P.S. Not looking for alternative brand advice as I will stick with John Deere.


----------



## mlappin (Jun 25, 2009)

To each their own, the most problems I've ever had with net wrap it said New Holland right on it, have had much better luck with Farmers and lately run nothing but Pritchett net wrap that costs over a hundred bucks less a roll than NH net wrap.


----------



## Trotwood2955 (Sep 4, 2012)

I'm not a net wrap expert but isn't the only difference in the 7000 vs 9000 the length of the roll? The quality of the net shouldn't be different. I use the Deere net wrap (just tama net in green color) in my NH baler and have had no issues yet.


----------



## Circle MC Farms LLC (Jul 22, 2011)

I never even knew there were two strengths of Cover edge. I just use what the JD dealer sells, never had an issue out of it really.


----------



## swmnhay (Jun 13, 2008)

A lot of guys here had issues especially in cornstalks when JD went to the longer rolls,they made it thinner when they made it longer.When the 3 baler service techs and aparts salesman quit useing it here it tells me something anyway.It sure did help my sales when they went to the longer rolls.


----------



## carcajou (Jan 28, 2011)

I switched from JD edge wrap this season.

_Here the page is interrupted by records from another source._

PR #734, opened 2022-08-10
Consensus log message improvements

huitseeker:
Improves ~two~ a log messages:
- "TooOld"
- ~"Leader has/hasn't got enough support"~ this one actually doesn't need editing: you can figure it out from the certificate display


akichidis (approved):
LGTM 👍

The new wrap i'm using is much better quality.


----------



## Tx Jim (Jun 30, 2014)

I use JD edge to edge net which is 13,200' in lenght on my 467 with no net strength/durability problems.


----------



## rajela (Feb 15, 2014)

swmnhay said:


> A lot of guys here had issues especially in cornstalks when JD went to the longer rolls,they made it thinner when they made it longer.When the 3 baler service techs and aparts salesman quit useing it here it tells me something anyway.It sure did help my sales when they went to the longer rolls.

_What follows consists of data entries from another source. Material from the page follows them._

PR #738, opened 2022-08-10
[refactor] use block_waiter instead of batch_loader 

akichidis:
Resolves https://github.com/MystenLabs/narwhal/issues/706

This PR is:
* deleting the `batch_loader` in executor
* introducing the channels to use the `block_waiter` to fetch the blocks/payloads
* introducing the `temp_batch_store` instead of reusing the `batch_store` where the later is meant to be used from the worker nodes. Also on the `temp_batch_store` we have the ability to store the unserialised `Batch` directly leading to simplification.
* adding retry logic to fetch the blocks until successfully fetched (or permanently fail because of irrecoverable error)
* adding `end to end test` to confirm the consensus output is successfully received
* removing the code to replace the worker addresses part of the fix https://github.com/MystenLabs/narwhal/pull/715

**NOTE:** Please review this first / as well https://github.com/MystenLabs/narwhal/pull/746


executor/src/subscriber.rs
```diff
@@ -1,95 +1,127 @@
...
+            // Something really wrong is going on with the block waiter
+            tx_get_block_commands.send(command).await?;
+
+            let result = receiver.await.map_err(|err| PayloadRetrieveError(id))?;
+
+            match result {
+                Ok(block) => {
+                    // we successfully received the payload. Now let's add to store
+                    store
+                        .write_all(block.batches.iter().map(|b| (b.id, b.transactions.clone())))
```
bmwill, line 89:
```suggestion
                        .write_all(block.batches.into_iter().map(|b| (b.id, b.transactions)))
```

executor/src/subscriber.rs
```diff
@@ -1,95 +1,103 @@
 // Copyright (c) 2022, Mysten Labs, Inc.
```
akichidis, line 1: Theoretically I could eliminate the `Subscriber` as well and embed the functionality in the `executor::Core` . However, the separation with the `Subscriber` offers us buffering capabilities, ie if the `Core` for some reason stuck we can still continue downloading the certificates' batches and output in the `tx_executor` channel, effectively saving time. Of course if `tx_executor` fills up we'll stall as well, but that's desired.

asonnino: we may not need a separate thread for the subscriber but I would keep the logic in the core as simple as possible (so Subscriber may remain but perhaps not spawn its own tokio task?)

executor/src/subscriber.rs
```diff
@@ -1,95 +1,103 @@
...
         rx_consensus: metered_channel::Receiver<ConsensusOutput>,
-        tx_batch_loader: metered_channel::Sender<ConsensusOutput>,
         tx_executor: metered_channel::Sender<ConsensusOutput>,
     ) -> JoinHandle<()> {
+        let get_block_retry_policy = ExponentialBackoff {
+            initial_interval: Duration::from_millis(500),
+            randomization_factor: backoff::default::RANDOMIZATION_FACTOR,
+            multiplier: backoff::default::MULTIPLIER,
+            max_interval: Duration::from_secs(10), // Maximum backoff is 10 seconds
+            max_elapsed_time: None, // Never end retrying unless a non recoverable error occurs.
```
asonnino, line 58: If an unrecoverable error happens, we need to panic and stop processing further transactions.

executor/src/subscriber.rs
```diff
@@ -1,95 +1,103 @@
...
-    }
-
     /// Main loop connecting to the consensus to listen to sequence messages.
     async fn run(&mut self) -> SubscriberResult<()> {
+        // It's important to have the futures in ordered fashion as we want
+        // to guarantee that will deliver to the executor the certificates
+        // in the same order we received from rx_consensus. So it doesn't
+        // mater if we somehow managed to fetch the batches from a later
+        // certificate. Unless the earlier certificate's payload has been
+        // fetched, no later certificate will be delivered.
```
asonnino, line 84: good comment

executor/src/subscriber.rs
```diff
@@ -1,95 +1,103 @@
...
                 rx_reconfigure,
                 rx_consensus,
-                tx_batch_loader,
                 tx_executor,
+                tx_get_block_commands,
+                get_block_retry_policy,
             }
             .run()
             .await
             .expect("Failed to run subscriber")
```
asonnino, line 73: ha cool, if an unrecoverable error happens we shut down here.

asonnino (approved):

executor/src/subscriber.rs
akichidis: Exactly, please also see the test [here](https://github.com/MystenLabs/narwhal/pull/738/files#diff-ff908d558501ea2dad76cf598def17b4e8fa49c04205323a81f896d81fd4cc42R174) where I am explicitly checking that subscriber will crash in this case.

You can also see the recoverable / irrecoverable cases [here](https://github.com/MystenLabs/narwhal/pull/738/files#diff-dd570646b526219ac76c68c9546526c43df1bf27085a0949d1355a15bd5d84b8R129) . Errors that are mapped to `Transient` errors will make the retrier retry again. Errors that are marked as `Permanent` will make the retrier stop and eventually make the subscriber crash.

executor/src/subscriber.rs
akichidis: hhm what do you mean no spawn it's own tokio task? I mean, if we don't want to make subscriber block we _need to_ run our loop in a task. Unless you mean something different?

asonnino: We can either keep the subscriber as it is (in this PR) or make it a collection of functions that are called by the Executor Core

primary/src/metrics.rs
```diff
@@ -69,7 +69,7 @@ pub struct PrimaryChannelMetrics {
     pub tx_primary_messages: IntGauge,
     /// occupancy of the channel from the `primary::PrimaryReceiverHandler` to the `primary::Helper`
     pub tx_helper_requests: IntGauge,
-    /// occupancy of the channel from the `primary::ConsensusAPIGrpc` to the `primary::BlockWaiter`
+    /// occupancy of the channel from the `primary::ConsensusAPIGrpc` & `executor::Subscriber` to the `primary::BlockWaiter`
```
huitseeker, line 72: I'd add one line saying that in contexts with an external consensus, it will be the former, and when the consensus is internal, it will be the later. This should make clear we don't actually expect 2 simultaneous senders yet.

huitseeker (approved):
Excellent work, thanks!

executor/src/subscriber.rs
huitseeker: https://github.com/MystenLabs/narwhal/pull/707 should also help with the crashing :)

What does the Pritchett roll of cover edge net cost and how long is it??


----------



## Tx Jim (Jun 30, 2014)

JD 4' edge to edge costs me $0.0225 per foot


----------



## endrow (Dec 15, 2011)

We need strength from the net wrap because the round bales we sell get a lot of handling. We bale and l load up and put in our barn . And then the person that might pick it up and buy it from us might take the Bale home and put it in his barn until he sells it then he will load it on that customer's truck and that customer will take it home . We want the netwrap to hold up for that whole process. Sometimes I think the number of wraps makes more strength than the actual brand of netwrap. When I bail rotary combine barley straw that I know is going to be for resale , I wrap that four times for strength. NOT sure what that means maybe some of YOU wrap them MORE OR maybe less


----------



## Colby (Mar 5, 2012)

JD net wrap is over rated. Wish I could find something different.


----------



## swmnhay (Jun 13, 2008)

rajela said:


> What does the Pritchett roll of cover edge net cost and how long is it??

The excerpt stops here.